= Apolipoprotein A-IV =

Protein-coding gene in humans

Apolipoprotein A-IV (also known as apoA-IV, apoAIV, or apoA4) is plasma protein that is the product of the human gene APOA4.

== Gene ==

APOA4 resides on chromosome 11 in close linkage to APOA1 and APOC3. APOA4 contains 3 exons separated by two introns, and is polymorphic, although most of the reported sequence polymorphisms occur in exon 3. The best validated and studied non-synonymous SNPs are a glutamine → histidine substitution at codon 360 and a threonine → serine substitution at codon 347; a sequence polymorphism has also been identified in the 3'UTR of the third exon. Intra-species comparative gene sequence analysis suggests that the APOA4 gene arose from APOA1 by gene duplication approximately 270 MYA.

== Function ==

The primary translation product of the APOA4 gene is a 396-residue preprotein, which undergoes proteolytic processing to yield apo A-IV, a 376-residue mature O-linked glycoprotein. In most mammals, including humans, apo A-IV synthesis is confined to the intestine; however in mice and rats hepatic synthesis also occurs. Apo A-IV is secreted into circulation on the surface of newly synthesized chylomicron particles.
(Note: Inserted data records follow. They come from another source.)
PR #628, opened 2026-06-13
fix(project): decline protein prediction when the CDS frame is inconsistent (#625)

### LINKED ISSUE #625: protein prediction emits a bogus consequence when the CDS frame is inconsistent (cds_start not at ATG)
## Summary

When a transcript's cdot CDS coordinates are inconsistent with the transcript FASTA ferro paired them with — `cds_start` does **not** land on a start codon (ATG) — ferro silently translates the wrong frame and emits a bogus protein consequence (e.g. `p.(Xaa…)` or a wrong-position anchor) instead of detecting the inconsistency and declining.

Discovered while triaging the hgvs-rs projection corpus against a real manifest.

## Reproducers (manifest required)

A CDS-frame probe over ferro's own loaded reference data shows two transcripts whose `cds_start` does not point at an ATG, producing a mistranslated reference protein with a premature internal stop:

| transcript | ferro `cds_start` (1-based) | first CDS codon | first internal stop |
|---|---|---|---|
| `NM_000425.3` (L1CAM) | 179 | **AGG** (not ATG) | codon **8** (true protein is 1257 aa) |
| `NM_152263.2` (TPM3) | 118 | **GAT** (not ATG) | codon **26** (true protein is 285 aa) |

Because the reference protein mistranslates to a premature stop, any protein-consequence prediction on these transcripts is garbage. Example: `NM_000425.3:c.3772dupT` should be `p.Ter1258Leuext*96` but ferro anchors on the spurious codon-8 stop.

Both files are NCBI RefSeq (cdot from the GFF annotation; FASTA from RefSeq mRNA), so this is a cdot↔FASTA version/consistency mismatch in the prepared reference set — but ferro should not emit a confident wrong answer from inconsistent inputs.

## Expected behavior

ferro should validate that a transcript's CDS yields a sane reading frame before predicting a protein consequence, and **decline gracefully** when it does not:

- The first CDS codon should be a start codon (ATG). If `seq[cds_start-1 .. cds_start+2]` is not `ATG`, the cds_start is inconsistent with the sequence.
- On inconsistency, emit `p.?` (consequence unknown) or decline the protein axis (`Ok(None)`), matching ferro's existing "cannot predict" conventions — never a fabricated consequence.

**Important — do not over-trigger on selenoproteins.** The discriminator must be the **start codon**, NOT "no internal stop": selenoproteins (e.g. SELENON / `NM_020451.2`) legitimately contain an internal in-frame `TGA` recoded as selenocysteine. Those start with ATG and are valid; only a non-ATG (or otherwise frame-broken) start indicates the cds_start/sequence inconsistency this issue is about.

## Acceptance

- A transcript whose `cds_start` does not point at ATG yields `p.?` / a declined protein axis, not `Xaa`/a wrong-anchor consequence.
- Selenoproteins and normal ATG-start transcripts are unaffected.
- The two reproducers above no longer emit a fabricated consequence.

nh13:
Fixes #625. When a transcript's cdot CDS coordinates are inconsistent with the transcript FASTA — `cds_start` doesn't land on an ATG — ferro silently translated the wrong frame and emitted a fabricated protein consequence (`Xaa…` / a wrong-anchor extension) from a reference protein that mistranslates to a premature internal stop.

**Fix:** a `cds_has_valid_start` guard (`ref_cds` first codon == `ATG`) in the shared `predict_protein_consequence` (covers both the genome-pivot and direct bare-`NM_` paths). When the reference CDS doesn't start with ATG, ferro declines protein prediction (`Ok(None)`) — its existing "cannot predict" convention — instead of emitting garbage.

**Selenoprotein-safe:** the guard keys on the *start codon only*, never on internal stops — selenoproteins (e.g. SELENON `NM_020451.2`) legitimately carry an in-frame internal `TGA` recoded as selenocysteine and must not be declined. A dedicated test (`project_selenoprotein_internal_tga_predicts_protein`) pins this.

**Effect (against a real manifest):** `NM_000425.3` and `NM_152263.2` (cds_start not at ATG) now decline instead of emitting a bogus consequence; valid ATG-start transcripts — including `NM_000051.3`/`NM_000488.3` fixed by #621 — are unchanged.

Discovered via a CDS-frame probe over ferro's own loaded reference data while triaging the hgvs-rs projection corpus. The underlying data issue is a cdot↔FASTA version/consistency mismatch in the prepared reference set; this PR makes ferro robust to it (decline rather than fabricate). TDD: 3 hermetic tests (non-ATG → declines; ATG control → predicts; selenoprotein control → predicts), red-first. Full suite 6899 passed, 0 failed; clippy/fmt clean. Scope: `src/project/` only.

### DIFF
--- a/src/project/projector.rs
+++ b/src/project/projector.rs
@@ -14,8 +14,8 @@ use crate::normalize::{NormalizeConfig, Normalizer};
 use crate::project::accession::parse_accession;
 use crate::project::edit::transform_edit_for_strand;
 use crate::project::protein::{
-    affects_initiation_codon, build_initiator_unknown, predict_indel_protein,
-    predict_substitution_protein, RefProteinBundle,
+    affects_initiation_codon, build_initiator_unknown, cds_has_valid_start, predict_indel_protein,
+    predict_substitution_protein, read_cds_start_codon, RefProteinBundle,
 };
 use crate::project::result::VariantProjection;
 use crate::reference::transcript::Transcript;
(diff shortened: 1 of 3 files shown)


nh13:
@coderabbitai review

nh13:
@coderabbitai review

Intestinal fat absorption dramatically increases the synthesis and secretion of apo A-IV. Although its primary function in human lipid metabolism has not been established, apo A-IV has been found to:
- activate lecithin-cholesterol acyltransferase and cholesterylester transfer protein in vitro;
- play a role in the regulation of appetite and satiety in rodent models;
- display anti-oxidant and anti-atherogenic properties in vitro and in rodent models;
- modulate the efficiency of enterocyte and hepatic transcellular lipid transport in vitro.

Human apo A-IV deficiency has not been reported.

==Interactions==

APOA4 has been shown to interact with GPLD1.